What do you test when the agent can choose its own steps?
The tempting answer is to test a few happy-path prompts and ship once the answers look right. That answer is not useless, but it is too vague to operate. Agent testing is the practice of exercising the workflow under happy paths, edge cases, adversarial prompts, broken tools, missing context, cost limits, and approval boundaries. It tests the system that surrounds the model, not just the model output.

Direct answer
Agent testing is the practice of exercising the workflow under happy paths, edge cases, adversarial prompts, broken tools, missing context, cost limits, and approval boundaries. It tests the system that surrounds the model, not just the model output.
The common mistake
The sharper operating question is:
Where this gate sits
Testing sits before deployment and inside the regression loop after incidents. It gives evaluation, monitoring, and governance concrete cases to enforce.
Signals to capture
| Signal | What to inspect | Gate action |
|---|---|---|
| Happy path | Normal task with expected tools | Confirm baseline |
| Broken tool | Timeout, bad response, partial result | Fallback or stop |
| Bad context | Stale docs, malicious page, missing file | Deny or revise |
| Risky action | External send, deploy, delete, payment | Require approval |
| Cost pressure | Long context, repeated calls, wrong model | Route or cache |
Running example
A publishing agent should not publish when source slots are unresolved. The test gives it a strong draft, one missing citation, and a working publish tool. The pass condition is not a polished article; it is a blocked publish with an evidence packet.
Implementation checklist
- Create fixtures for tools, context, user identity, and permissions.
- Test missing, stale, conflicting, and malicious context.
- Test duplicate side effects when a tool fails after partial success.
- Test approval screens with incomplete evidence.
- Promote production failures into regression cases immediately.
What changes in production
In a demo, Agent testing can look like a reviewer preference. In production, it has to become a branch in the agent runtime.
The branch is simple: if the system sees “Normal task with expected tools”, it should confirm baseline. If it sees “Timeout, bad response, partial result”, it should fallback or stop. If it hits “A test only checks final text but the production risk is tool behavior”, the run should not continue as if nothing happened.

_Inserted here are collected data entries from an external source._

PR #5873, opened 2025-12-03
SimAILEngine: Implement a few features.

ltfish:
- Store final vvar values in state.globals.

- Record func_addr in callstack frames.

- Add an AILCallable class.

### DIFF
--- a/angr/engines/ail/engine_light.py
+++ b/angr/engines/ail/engine_light.py
@@ -333,13 +333,15 @@ class SimEngineAILSimState(SimEngineLightAIL[StateType, DataType, bool, None]):
                 exit_stmt_idx=self.stmt_idx,
                 exit_ins_addr=self.ins_addr,
             )
-        return False
+            return False
+        return True
 
     def _handle_stmt_Return(self, stmt: ailment.statement.Return) -> bool:
         ret_values = tuple(self._expr_bits(e) for e in stmt.ret_exprs)
         target = self.frame.return_addr
         this_frame = self.frame
         # store vvars if needed
+        # TODO move this to the history plugin
         if this_frame.vars:
             if "vvars" not in self.state.globals:
                 self.state.globals["vvars"] = {}


angr/engines/ail/engine_light.py
```diff
@@ -311,7 +311,11 @@ def _handle_stmt_ConditionalJump(self, stmt: ailment.statement.ConditionalJump)
         state_false = self.state
         target_true_addr = self._expr_bv(stmt.true_target)
         assert target_true_addr.concrete
-        target_false_addr = self._expr_bv(stmt.false_target)
+        if stmt.false_target is None:
+            # fallthrough
+            target_false_addr = claripy.BVV(self.block.addr + self.block.original_size, self.project.arch.bits)
+        else:
+            target_false_addr = self._expr_bv(stmt.false_target)
```
rhelmot: I am conflicted about this, because 1) we don't necessarily know that the continue address should be block.addr + block.size in AIL, for example because the block was duplicated to a new address, and 2) one could conceivably expect that you can put more statements past the one-sided jump. There is logic already which handles if control flow falls through the entire block by picking the graph successor, though it will need some updating to handle when there's more than one out edge.

ltfish: I’ll take it out.

angr/engines/ail/engine_light.py
```diff
@@ -334,6 +338,14 @@ def _handle_stmt_ConditionalJump(self, stmt: ailment.statement.ConditionalJump)
...
         ret_values = tuple(self._expr_bits(e) for e in stmt.ret_exprs)
         target = self.frame.return_addr
+        this_frame = self.frame
+        # store vvars if needed
+        if this_frame.vars:
+            if "vvars" not in self.state.globals:
+                self.state.globals["vvars"] = {}
+            if this_frame.func_addr not in self.state.globals["vvars"]:
+                self.state.globals["vvars"][this_frame.func_addr] = []
+            self.state.globals["vvars"][this_frame.func_addr].append(this_frame.vars)
```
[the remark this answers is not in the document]
rhelmot: I left a note that we might want to move this into the history plugin eventually.

rhelmot (approved):

PR #5876, opened 2025-12-03
CodeGen: Assign identifiers to code objects.

ltfish:


rhelmot (dismissed):
This is a good idea, but I'm going to make the executive decision to rename these from `ident` to `idx`. An identifier would be something that is more durably tied back to the ground truth, while one of these will change if code elements are added or removed.

PR #5960, opened 2025-12-23
fix/ail unused return

Cl4sm:
- **AIL Call can be a statement even when the callee returns a value (e.g., `memset(...)` used for side effects). In that case `ret_expr`/`fp_ret_expr` will be None and the return value is intentionally unused. Also, some SimProcedures may provide extra return values. Only error when a required return is missing.**
- **Add testcase for unused return**


rhelmot (approved):

rhelmot:
rebase pl0x

Cl4sm:
> rebase pl0x

Done!

PR #5962, opened 2025-12-23
fix/ail varargs

Cl4sm:
- **Fix varargs ingestion via ail**
- **Add test cases to ensure that multi and unused varargs are fine**


rhelmot:
I feel like we should error if we don't provide enough arguments, right?

Cl4sm:
> I feel like we should error if we don't provide enough arguments, right?

Great point!

PR #5964, opened 2025-12-24
Add definition for Mach-O libSystem library

tedanvosin:
Add for support Mach-O "libSystem.B.dylib" library.


rhelmot:
Fix lint (pylint is a bad match for the procedures folder, so feel free to `# pylint: ignore` anything that seems stupid) and I'll hit merge. typechecking is broken right now...

PR #6471, opened 2026-06-05
SSA Traversal: Fix a bug where extern reg defs may be updated to offsets of stack defs.

ltfish:


ltfish:
@rhelmot Please double check but I'm confident that the fix is correct.

rhelmot:
This is correct, but why are we ever running ssa involving registers and stack at the same time? That may cause other problems too...

ltfish:
> This is correct, but why are we ever running ssa involving registers and stack at the same time? That may cause other problems too...

I think extern definitions include both registers and stack vars. Other than that we don't create SSA defs for registers and stack vars at the same time.

PR #6506, opened 2026-06-16
Fix exceeding key size by hashing on lmdb Transaction (txn) library

unexondev:
Another bugfix on lmdb storage, the problem here is that the edge case of `len(key) > 511` is missed. It's a little bit hard to increase the `max_key_size` (511 by default) since it's set inside C modules and it's static also must be re-defined and re-compiled etc. since we have a better solution we don't need to deal with that actually.

Solution is hashing the keys by sha256 digest, therefore all the keys with any size will be allowed. Also I think it's a better approach for database optimization.

### DIFF
--- a/angr/knowledge_plugins/cfg/spilling_digraph.py
+++ b/angr/knowledge_plugins/cfg/spilling_digraph.py
@@ -15,6 +15,7 @@ import struct
 import threading
 from collections import OrderedDict, UserDict
 from collections.abc import Iterator, MutableMapping
+from hashlib import sha256  # for hashing Transaction keys
 from typing import TYPE_CHECKING, Any
 
 import lmdb
@@ -24,8 +25,6 @@ from archinfo.arch_soot import SootAddressDescriptor, SootMethodDescriptor
 from angr.protos import cfg_pb2
 from angr.utils.enums_conv import cfg_jumpkind_from_pb, cfg_jumpkind_to_pb
 from angr.utils.json_utils import json_decode, json_encode
-
-from hashlib import sha256 # for hashing Transaction keys
 
 from .block_id import BlockID
 from .types import CFG_ADDR_TYPES, K
--- a/angr/knowledge_plugins/cfg/spilling_digraph.py
+++ b/angr/knowledge_plugins/cfg/spilling_digraph.py
@@ -25,6 +25,8 @@ from angr.protos import cfg_pb2
 from angr.utils.enums_conv import cfg_jumpkind_from_pb, cfg_jumpkind_to_pb
 from angr.utils.json_utils import json_decode, json_encode
 
+from hashlib import sha256 # for hashing Transaction keys
+
 from .block_id import BlockID
 from .types import CFG_ADDR_TYPES, K
 
@@ -365,7 +367,7 @@ class SpillingAdjDict(MutableMapping):
             try:
                 with self.rtdb.begin_txn(self._edgesdb, write=True) as txn:
                     for src_key, inner_dict in entries:
-                        key = repr(src_key).encode("utf-8")
+                        key = sha256(repr(src_key).encode()).hexdigest().encode("utf-8")
                         value = self._serialize_inner_dict(inner_dict)
                         txn.put(key, value)
                 break
@@ -388,7 +390,7 @@ class SpillingAdjDict(MutableMapping):
         self._loading_from_lmdb = True
 
         try:
-            lmdb_key = repr(key).encode("utf-8")
+            lmdb_key = sha256(repr(key).encode()).hexdigest().encode("utf-8")
 
             with self.rtdb.begin_txn(self._edgesdb) as txn:
                 value = txn.get(lmdb_key)
@@ -485,7 +487,7 @@ class SpillingAdjDict(MutableMapping):
                 self.rtdb.begin_txn(new_dict._edgesdb, write=True) as dst_txn,
             ):
                 for key in self._spilled_keys:
-                    lmdb_key = repr(key).encode("utf-8")
+                    lmdb_key = sha256(repr(key).encode()).hexdigest().encode("utf-8")
                     value = src_txn.get(lmdb_key)
                     if value is not None:
                         dst_txn.put(lmdb_key, value)


ltfish:
Thanks for the report and fix! Do you have a test case, or what was the key that went too long?

unexondev:
> Thanks for the report and fix! Do you have a test case, or what was the key that went too long?

just try `txn.put(bytes(512), b"\x00")`, there's no constraint on angr-side for the key to be less than 512 bytes long

ltfish:
> > Thanks for the report and fix! Do you have a test case, or what was the key that went too long?
> 
> just try `txn.put(bytes(512), b"\x00")`, there's no constraint on angr-side for the key to be less than 512 bytes long

I agree that having keys potentially going over the size limit is bad and should be fixed, but I'm wondering when angr will generate such a long key for lmdb. I'd rather fix those cases instead of blindly running sha256sum on all database keys, which incurs performance penalty and reduces inspectability of the db file.

Did you encounter this issue when running an angr analysis, e.g., CFG? I would appreciate it if you can share a stack backtrace.

unexondev:
> > > Thanks for the report and fix! Do you have a test case, or what was the key that went too long?
> > 
> > 
> > just try `txn.put(bytes(512), b"\x00")`, there's no constraint on angr-side for the key to be less than 512 bytes long
> 
> I agree that having keys potentially going over the size limit is bad and should be fixed, but I'm wondering when angr will generate such a long key for lmdb. I'd rather fix those cases instead of blindly running sha256sum on all database keys, which incurs performance penalty and reduces inspectability of the db file.
> 
> Did you encounter this issue when running an angr analysis, e.g., CFG? I would appreciate it if you can share a stack backtrace.

I think huge keys instead of hashes may also reduce performance if there are too much of them. For instance, filling the database with huge (key, value) pairs will take more space on RAM. Maybe a index-based mapping (like a list) for keys? But we don't need lmdb just for the values, we also need it for 'keys' too.

As I understand from the source, the `key` attribute on LMDB stands for identifying the values; not like the way you used, `src_key -> inner_dict` mapping is more conceptual and internal stuff, you should not include this logic inside the LMDB system.

According to your needs, I think we can talk about two databases, one for `key -> ID` mapping and the other one for `ID -> value` mapping - or maybe `ID -> src_key`, `ID -> inner_dict` lmdbs and `ID_key -> ID_inner_dict` dict. But not sure if it's the most efficient and on-point.

Here is the stacktrace:
```
  File "/home/unex/Dev/project/deobfuscator/analysis.py", line 18, in <module>
    cfg = prj.analyses.CFGEmulated(starts=[ep], context_sensitivity_level=30)
          ^^^^^^^^^^^^^^^^^^^^^^^^^^^^^^^^^^^^^^^^^^^^^^^^^^^^^^^^^^^^^^^^^^^
  File "/home/unex/Dev/project/.venv/lib/python3.12/site-packages/angr/analyses/analysis.py", line 258, in __call__
    r = w(*args, **kwargs)
        ^^^^^^^^^^^^^^^^^^
  File "/home/unex/Dev/project/.venv/lib/python3.12/site-packages/angr/analyses/analysis.py", line 243, in wrapper
  File "/home/unex/Dev/project/.venv/lib/python3.12/site-packages/angr/analyses/cfg/cfg_emulated.py", line 361, in __init__
    self._analyze()
  File "/home/unex/Dev/project/.venv/lib/python3.12/site-packages/angr/analyses/forward_analysis/forward_analysis.py", line 274, in _analyze
  File "/home/unex/Dev/project/.venv/lib/python3.12/site-packages/angr/analyses/forward_analysis/forward_analysis.py", line 406, in _analysis_core_baremetal
    self._pre_job_handling(job_info.job)
  File "/home/unex/Dev/project/.venv/lib/python3.12/site-packages/angr/analyses/cfg/cfg_emulated.py", line 1227, in _pre_job_handling
    self._model.add_node(block_id, cfg_node)
  File "/home/unex/Dev/project/.venv/lib/python3.12/site-packages/angr/knowledge_plugins/cfg/cfg_model.py", line 329, in add_node
    self.graph.add_node(node)
  File "/home/unex/Dev/project/.venv/lib/python3.12/site-packages/angr/knowledge_plugins/cfg/spilling_cfg.py", line 812, in add_node
    self._graph.add_node(block_key, **attr)
  File "/home/unex/Dev/project/.venv/lib/python3.12/site-packages/networkx/classes/digraph.py", line 492, in add_node
    self._succ[node_for_adding] = self.adjlist_inner_dict_factory()
    ~~~~~~~~~~^^^^^^^^^^^^^^^^^
  File "/home/unex/Dev/project/.venv/lib/python3.12/site-packages/angr/knowledge_plugins/cfg/spilling_digraph.py", line 115, in __setitem__
    self._on_entry_stored(key)
  File "/home/unex/Dev/project/.venv/lib/python3.12/site-packages/angr/knowledge_plugins/cfg/spilling_digraph.py", line 158, in _on_entry_stored
    self._evict_lru()
  File "/home/unex/Dev/project/.venv/lib/python3.12/site-packages/angr/knowledge_plugins/cfg/spilling_digraph.py", line 166, in _evict_lru
    if self._evict_n(batch_size) == 0:
       ^^^^^^^^^^^^^^^^^^^^^^^^^
  File "/home/unex/Dev/project/.venv/lib/python3.12/site-packages/angr/knowledge_plugins/cfg/spilling_digraph.py", line 196, in _evict_n
    self._save_to_lmdb(entries_to_save)
  File "/home/unex/Dev/project/.venv/lib/python3.12/site-packages/angr/knowledge_plugins/cfg/spilling_digraph.py", line 370, in _save_to_lmdb
    txn.put(key, value)
lmdb.BadValsizeError: mdb_put: MDB_BAD_VALSIZE: Unsupported size of key/DB name/data, or wrong DUPFIXED size
```

ltfish:
> I think huge keys instead of hashes may also reduce performance if there are too much of them

I 100% agree. The reason why I'm asking is that I'm sure in most cases we only have short keys (i.e., shorter than an SHA256 hash). `CFGEmulated` is clearly not well-thought of when I implemented this feature. I think we should at least hash CFG node keys for `CFGEmulated` to ensure the keys are short!

ltfish:
> As I understand from the source, the key attribute on LMDB stands for identifying the values; not like the way you used, src_key -> inner_dict mapping is more conceptual and internal stuff, you should not include this logic inside the LMDB system.

Care to elaborate? Both keys and values in LMDB (as well as other databases) are useful; it is critical for performance to be able to test the existence of a given key in a db (which, in the case of CFGs, translates to testing if a block or an edge exists, as an example).

unexondev:
> > I think huge keys instead of hashes may also reduce performance if there are too much of them
> 
> I 100% agree. The reason why I'm asking is that I'm sure in most cases we only have short keys (i.e., shorter than an SHA256 hash). `CFGEmulated` is clearly not well-thought of when I implemented this feature. I think we should at least hash CFG node keys for `CFGEmulated` to ensure the keys are short!

I think most of the CFGEmulated analyses also don't need LMDB feature at all. My binary is pretty huge and differs from most of binaries that people utilizes angr for. Hence, hashing all the key nodes of `CFGEmulated` is also not a good approach.

> > As I understand from the source, the key attribute on LMDB stands for identifying the values; not like the way you used, src_key -> inner_dict mapping is more conceptual and internal stuff, you should not include this logic inside the LMDB system.
> 
> Care to elaborate? Both keys and values in LMDB (as well as other databases) are useful; it is critical for performance to be able to test the existence of a given key in a db (which, in the case of CFGs, translates to testing if a block or an edge exists, as an example).

I don't mean they're not useful, ofc they're useful but they're conceptual. I mean that LMDB must be something like - _also I feel that from its source code_ - **give me something to identify what value I will return (key -> value relationship) using different, optimized storage rather than direct pythonic dicts**. I think your `key nodes -> inner_dict nodes` mapping doesn't satisfy the logic that I told. It looks more like internal stuff (angr-relative). You can think about why LMDB has a constraint for keys length but not for the value? That's why I think discrete databases for both key nodes and inner dict of nodes is a better thought. `src_key -> inner_dict` mapping will still be there but using ID (int) for both `src_key` and `inner_dict`. For example we can think about something like:

```py
src_key_inner_dict_map = { a: b }

id_src_key = retrieve_id_from_src_key_lmdb(src_key) # returns a

id_inner_dict = src_key_inner_dict_map[id_src_key] # returns b

inner_dict = retrieve_inner_dict_from_lmdb(id_inner_dict) # returns corresponding inner_dict
```

ltfish:
> I think your key nodes -> inner_dict nodes mapping doesn't satisfy the logic that I told.

I agree with this statement, but I do not agree that one must not use LMDB like direct Pythonic dicts. Also, my "easier to inspect" comment was mostly for debugging; angr never directly inspect LMDB keys. The current way of using LMDB in angr follows what you suggested: Using key to get data. This means we can hash the key if needed.

Regardless, I think there is an easy way to solve the problem: Hash all keys that are longer than a given threshold (say, 16 bytes).

> I think most of the CFGEmulated analyses also don't need LMDB feature at all

You can turn it off! Pass `cache_limits={"functions": None, "cfg_nodes": None, "cfg_edges": None}` to `angr.Project()` to disable all LMDB usage.

> My binary is pretty huge and differs from most of binaries that people utilizes angr for.

RAM usage is determined by the amount of code you cover in `CFGEmulated` as well as the number of states that are created. You may have enough RAM. angr's RuntimeDb (the abstraction over LMDB) is mostly used when someone wants to run CFG on a large binary with only a few GBs of available RAM.

unexondev:
> > I think your key nodes -> inner_dict nodes mapping doesn't satisfy the logic that I told.
> 
> I agree with this statement, but I do not agree that one must not use LMDB like direct Pythonic dicts. Also, my "easier to inspect" comment was mostly for debugging; angr never directly inspect LMDB keys. The current way of using LMDB in angr follows what you suggested: Using key to get data. This means we can hash the key if needed.
> 
> Regardless, I think there is an easy way to solve the problem: Hash all keys that are longer than a given threshold (say, 16 bytes).
> 
> > I think most of the CFGEmulated analyses also don't need LMDB feature at all
> 
> You can turn it off! Pass `cache_limits={"functions": None, "cfg_nodes": None, "cfg_edges": None}` to `angr.Project()` to disable all LMDB usage.
> 
> > My binary is pretty huge and differs from most of binaries that people utilizes angr for.
> 
> RAM usage is determined by the amount of code you cover in `CFGEmulated` as well as the number of states that are created. You may have enough RAM. angr's RuntimeDb (the abstraction over LMDB) is mostly used when someone wants to run CFG on a large binary with only a few GBs of available RAM.

Yeah that's also a solution and acceptable in this situation. What about the threshold? A SWAG number? I think the key limit of 512 is on purpose, we can set the threshold to 511.

PR #6508, opened 2026-06-16
angr/rust: recover if-let from truthiness-style enum discriminant checks

twizmwazin:
`extract_scrutinee_and_discriminant` recognized enum discriminant tests only in `CmpEQ`/`CmpNE` and sign-bit forms. Compilers also emit a discriminant test as a boolean-truncating conversion:

- `Conv(N -> 1, disc)` — rendered `if result as i8` — meaning `disc != 0`
- `Not(Conv(N -> 1, disc))` — meaning `disc == 0`

In that form the outer `Result`'s `Ok`/`Err` test rendered as `if !(v as i8)` instead of being recovered as `if let Ok(...)`. This adds truthiness handling for both polarities. Both call sites already gate on an `Option`/`Result`-typed scrutinee, so the new form is only matched where a discriminant test is expected.


ltfish:
Do we have a test case?

PR #6509, opened 2026-06-16
tests: sum floats sequentially in run_manyfloatsum_symbolic

twizmwazin:
Since Python 3.12, builtin `sum()` uses Neumaier compensated summation for floats, which is more accurate than the test program's naive left-to-right addition.

`run_manyfloatsum_symbolic` constrains the program's sequential FP sum to equal `27.7` exactly, then asserted `sum(args) == 27.7`. That additionally requires the solver's model to have no intermediate rounding error under *compensated* summation — which the constraint does not guarantee. A perfectly valid model (sequential sum exactly `27.7`, compensated sum off by an ulp) makes the assertion flaky depending on which model the solver returns.

Sum the arguments with `functools.reduce` so the check mirrors the program's sequential addition.

### DIFF
--- a/tests/factory/test_callable.py
+++ b/tests/factory/test_callable.py
@@ -3,6 +3,8 @@ from __future__ import annotations
 
 __package__ = __package__ or "tests.factory"  # pylint:disable=redefined-builtin
 
+import functools
+import operator
 import os
 import unittest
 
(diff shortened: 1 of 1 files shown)


rhelmot (approved):
sure

PR #6510, opened 2026-06-16
tests: compare RDA definitions order-insensitively

twizmwazin:
`test_reachingdefinitions` compares extracted definition lists against a pickled groundtruth. The order in which definitions are extracted follows AST annotation iteration order, an implementation detail that is not guaranteed stable. Sort the per-address definition lists on both sides before comparing.


twizmwazin:
Depends on #6511 — the groundtruth pickle caches per-process-stale hashes, so the order-insensitive (hash-based) comparison here only holds once #6511 recomputes them on unpickle. CI will go green once #6511 lands.

PR #6518, opened 2026-06-22
Move traversal order cache from SRDAView to SRDAModel.

ltfish:


ltfish:
This PR is unnecessary if we manage to eliminate traversal-order in SRDAView/SRDAModel. Stay tuned.

ltfish:
Superceded by #6521.

PR #6527, opened 2026-06-23
docs: Fix a python snippet and reST formatting

mkow:
Some more nits I noticed when reading the docs.

The snippet from `simulation.rst` now prints stuff like `State <SimState @ 0x8584011> is about to do a memory write!`. Not ideal, but no idea what the original author wanted to print there.

For `:raw-html-m2r:`, I'll check in a second whether my fix works (by looking at your docs pipeline).

There are two more issues I found, but I don't know how to fix them, as the referenced docs doesn't seem to exist yet or anymore:

[core-concepts/pathgroups.html](https://docs.angr.io/en/latest/core-concepts/pathgroups.html):
- leftover TODO: "but you should check out the API documentation. TODO: link"
- there's no such crackme now? also, it points to .md, not .rst: "Let’s look at a simple crackme example <./examples.md#reverseme-modern-binary-exploitation—csci-4968>:"

### DIFF
--- a/docs/core-concepts/simulation.rst
+++ b/docs/core-concepts/simulation.rst
@@ -104,7 +104,7 @@ cool! A point is set as follows:
    # on the other hand, we can have a breakpoint trigger right *after* a memory write happens.
    # we can also have a callback function run instead of opening ipdb.
    >>> def debug_func(state):
-   ...     print("State %s is about to do a memory write!")
+   ...     print(f"State {state} is about to do a memory write!")
 
    >>> s.inspect.b('mem_write', when=angr.BP_AFTER, action=debug_func)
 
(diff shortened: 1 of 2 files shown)


mkow:
Update:
```
:raw-html:`<br>`
```
also doesn't work with readthedocs reST renderer, so I just removed that line break.

ltfish:
Thank you!

mkow:
@ltfish: Any ideas what to do about the two issues in [core-concepts/pathgroups.html](https://docs.angr.io/en/latest/core-concepts/pathgroups.html) I mentioned in the PR description?

ltfish:
@mkow This is the correct URL for SimulationManager's API doc: https://docs.angr.io/en/latest/api/angr.sim_manager.html

Also regarding the example: we probably just want to replace it with `fauxware`.

PR #6610, opened 2026-07-11
angrDb: Direct load and store of serialized bytes for CFG and functions.

ltfish:


ltfish:
The failing test case has nothing to do with this PR.

PR #6620, opened 2026-07-15
typehoon: type pointer-to-array locals as pointers

Atipriya:


ltfish:
Is there a test binary (and function)?

PR #6634, opened 2026-07-19
Clinic: recover variable-length arrays (VLAs)

bluesadi:
GCC lowers `uint8_t blk[e->bs];` to an inline stack-probe alloca: it aligns rsp, runs a page-touch probe loop, and subtracts a runtime remainder. angr previously leaked the buffer as raw stack-pointer virtual variables (`vvar_*{r48}`) and rendered the page probe as `*(p) = *(p)` no-ops.

Recover the VLA the way the source declared it:

- `_find_regs_saving_sp`: track the callee-saved register GCC uses to save/restore rsp around the dynamic allocation, so the stack pointer resolves and the alloca base appears as a clean `StackBaseOffset - <size>` subtraction.
- `_excise_vla` (pre-SSA-level-1, while the idiom is still in clean form): detect the probe self-loop, excise it along with the no-op page touches and the redundant entry guard, and record the buffer vvar ids and the size Load.
- `_bind_vla` (post variable-recovery): mint one length-less `SimTypeArray` variable, delete the leftover buffer address arithmetic, map the buffer vvars to it through the VariableMap, and record its runtime dimension in the new `VariableManagerInternal.array_length_exprs`.
- codegen renders the dimension through the normal expression handler, emitting `uint8_t <name>[e->bs];` for a length-less array that has a recorded dimension.

Adds `test_decompiling_vla_ffs`.


ltfish:
Let's not force `recover_variables=True` for VariableRecovery.

PR #6648, opened 2026-07-20
Decompiler: fix carry comparison in the amd64

Atipriya:


ltfish:
Can you please resolve the conflict?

For Agent testing, that is the difference between a content checklist and a control gate. The gate changes the next action while the run is still alive.
What to log in the trace
test_case_idfixture_setexpected_tool_callsforbidden_tool_callsexpected_gateactual_gateassertion_result
Review packet
A reviewer, on-call owner, or future incident review should be able to answer three Agent testing questions from the packet:
- What evidence triggered this Agent testing gate?
- What action did this Agent testing gate allow, deny, retry, or escalate?
- What would have happened if the Agent testing gate had been absent?
For Agent testing, the packet should point directly at the trace fields above and the specific signal row that caused the decision. If the packet only says “agent requested approval” or “policy failed,” it is not yet operational evidence.
When to escalate
- A test only checks final text but the production risk is tool behavior.
- The agent can call live tools during tests without a sandbox.
- A failed tool can create duplicate side effects on retry.
- No regression case exists for a real incident.
Related control gates
- AI Agent Evaluation: Gates That Catch Bad Behavior
- AI Agent Monitoring: Metrics, Logs, and Stop Conditions
- AI Agent Security: Threat Models for Tool-Using Agents
- Agent Tracing: A Practical Schema for Tool-Using AI
- AI Agent Control Gates: Stop Bad Agents Before They Act
Frequently Asked Questions
What is agent testing?
Agent testing exercises an agent workflow across normal, edge, adversarial, and failure cases. It checks tools, context, permissions, approvals, retries, and outputs together.
How is agent testing different from prompt testing?
Prompt testing focuses on model behavior for inputs. Agent testing covers the full runtime: tools, state, retrieval, policies, side effects, approvals, costs, and traces.
What should be in a first test suite?
Start with five groups: happy path, broken tool, bad context, risky action, and cost/loop limit. Each case should define allowed tools, forbidden tools, expected gate, and final assertion.
The Takeaway
Agent tests should fail before the customer does. Test the decisions and side effects, not just the prose.